## EXERCISE
Pull out every line below containing the word "multimonitor".

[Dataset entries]
PR #4319, opened 2017-12-20
Fullscreen without _NET_WM_FULLSCREEN_MONITORS

### LINKED ISSUE #3439: multiple issues with fullscreen mode on two monitors

akallabeth:
Some window managers do not support _NET_WM_FULLSCREEN_MONITORS.
In that case multimonitor fullscreen does not properly work, so
add a path resizing the window over all screens instead.
Based on @erbth pull request, adding proper X11 atom checks.

Fixes #3439, #2707

### DIFF
--- a/client/X11/xf_client.c
+++ b/client/X11/xf_client.c
@@ -30,6 +30,7 @@
 
 #include <X11/Xlib.h>
 #include <X11/Xutil.h>
+#include <X11/Xatom.h>
 
 #ifdef WITH_XRENDER
 #include <X11/extensions/Xrender.h>
@@ -1738,6 +1739,19 @@ static int xfreerdp_client_stop(rdpContext* context)
 	return 0;
 }
 
+static Atom get_supported_atom(xfContext* xfc, const char* atomName)
+{
+	unsigned long i;
+	const Atom atom = XInternAtom(xfc->display, atomName, False);
+
+	for (i = 0;  i < xfc->supportedAtomCount;  i++)
+	{
+		if (xfc->supportedAtoms[i] == atom)
+			return atom;
+	}
+
+	return None;
+}
 static BOOL xfreerdp_client_new(freerdp* instance, rdpContext* context)
 {
 	xfContext* xfc = (xfContext*) instance->context;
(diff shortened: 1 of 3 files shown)


hardening:
@T3N4K4 can you check if that removes the need of your /openbox hack ?

hardening:
@akallabeth BTW you need a rebase for this one

akallabeth:
@hardening Don't know for @T3N4K4 but tests with openbox on my debian jessie show a working multimonitor fullscreen (as opposed to the current nightly build)

T3N4K4:
@hardening @akallabeth Sorry for the delay, tight schedule this week.
Seems to be working for me.

PR #4320, opened 2017-12-20
Coverity Scan fixes

ondrejholy:
Proposing various fixes based on Coverity Scan results, see commit descriptions for more details.

### DIFF
--- a/libfreerdp/core/rdp.c
+++ b/libfreerdp/core/rdp.c
@@ -615,17 +615,11 @@ BOOL rdp_send_data_pdu(rdpRdp* rdp, wStream* s, BYTE type, UINT16 channel_id)
 BOOL rdp_send_message_channel_pdu(rdpRdp* rdp, wStream* s, UINT16 sec_flags)
 {
 	UINT16 length;
-	UINT32 sec_bytes;
-	size_t sec_hold;
 	UINT32 pad;
 
 	length = Stream_GetPosition(s);
 	Stream_SetPosition(s, 0);
 	rdp_write_header(rdp, s, length, rdp->mcs->messageChannelId);
-	sec_bytes = rdp_get_sec_bytes(rdp, sec_flags);
-	sec_hold = Stream_GetPosition(s);
-	Stream_Seek(s, sec_bytes);
-	Stream_SetPosition(s, sec_hold);
 
 	if (!rdp_security_stream_out(rdp, s, length, sec_flags, &pad))
 		return FALSE;
--- a/libfreerdp/core/security.c
+++ b/libfreerdp/core/security.c
@@ -524,9 +524,9 @@ static void fips_expand_key_bits(BYTE* in, BYTE* out)
 		p = b / 8;
 		r = b % 8;
 
-		if (r == 0)
+		if (r <= 1)
 		{
-			out[i] = buf[p] & 0xfe;
+			out[i] = (buf[p] << r) & 0xfe;
 		}
 		else
 		{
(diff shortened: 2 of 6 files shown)


libfreerdp/crypto/per.c
```diff
@@ -328,8 +329,8 @@ BOOL per_read_object_identifier(wStream* s, BYTE oid[6])
 		return FALSE;
 
 	Stream_Read_UINT8(s, t12); /* first two tuples */
-	a_oid[0] = (t12 >> 4);
```
akallabeth: Where do you get the change from the shift by 4 (division by 16) to division by 40?

libfreerdp/crypto/per.c
```diff
@@ -352,11 +353,12 @@ BOOL per_read_object_identifier(wStream* s, BYTE oid[6])
  * Write PER OBJECT_IDENTIFIER (OID)
  * @param s stream
  * @param oid object identifier (oid)
+ * @warning It works correctly only for limited set of OIDs.
  */
 
 void per_write_object_identifier(wStream* s, BYTE oid[6])
 {
-	BYTE t12 = (oid[0] << 4) & (oid[1] & 0x0F);
+	BYTE t12 = oid[0] * 40 + oid[1];
```
akallabeth: Where do you get the change from the shift by 4 (division by 16) to division by 40?

libfreerdp/core/security.c
```diff
@@ -524,9 +524,9 @@ static void fips_expand_key_bits(BYTE* in, BYTE* out)
 		p = b / 8;
 		r = b % 8;
 
-		if (r == 0)
+		if (r <= 1)
 		{
-			out[i] = buf[p] & 0xfe;
+			out[i] = (buf[p] << r) & 0xfe;
```
akallabeth: Why did you add the shift here?

libfreerdp/crypto/per.c
mfleisz: Afaict this is described in https://msdn.microsoft.com/en-us/library/windows/desktop/bb540809 - the previous calculation with shifting seems to be wrong

libfreerdp/core/security.c
mfleisz: Good question! :)

libfreerdp/crypto/per.c
akallabeth: Ok, so that explains it, perfect.

libfreerdp/core/security.c
akallabeth: Ok, missed the commit message in overview mode, so this looks good too.

ondrejholy: In order to handle the case when r=1 (without access into buf[p+1])...

libfreerdp/crypto/per.c
ondrejholy: First tuple is encoded as 40m + n if m < 3 and n < 40, see:
https://msdn.microsoft.com/en-us/library/windows/desktop/bb540809
https://msdn.microsoft.com/en-us/library/cc240836.aspx

Sorry that I did not explain it fully in the commit message.

libfreerdp/core/security.c
mfleisz: Ah - alright - understood!

libfreerdp/core/rdp.c
```diff
@@ -615,17 +615,11 @@ BOOL rdp_send_data_pdu(rdpRdp* rdp, wStream* s, BYTE type, UINT16 channel_id)
...
-	size_t sec_hold;
 	UINT32 pad;
 
 	length = Stream_GetPosition(s);
 	Stream_SetPosition(s, 0);
 	rdp_write_header(rdp, s, length, rdp->mcs->messageChannelId);
-	sec_bytes = rdp_get_sec_bytes(rdp, sec_flags);
-	sec_hold = Stream_GetPosition(s);
-	Stream_Seek(s, sec_bytes);
-	Stream_SetPosition(s, sec_hold);
```
bmiklautz: Nice finding. Looks like a rather old copy 'n' paste error ;)

bmiklautz:
@ondrejholy nice one! Thank you.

## RESPONSE AREA
In that case multimonitor fullscreen does not properly work, so
@hardening Don't know for @T3N4K4 but tests with openbox on my debian jessie show a working multimonitor fullscreen (as opposed to the current nightly build)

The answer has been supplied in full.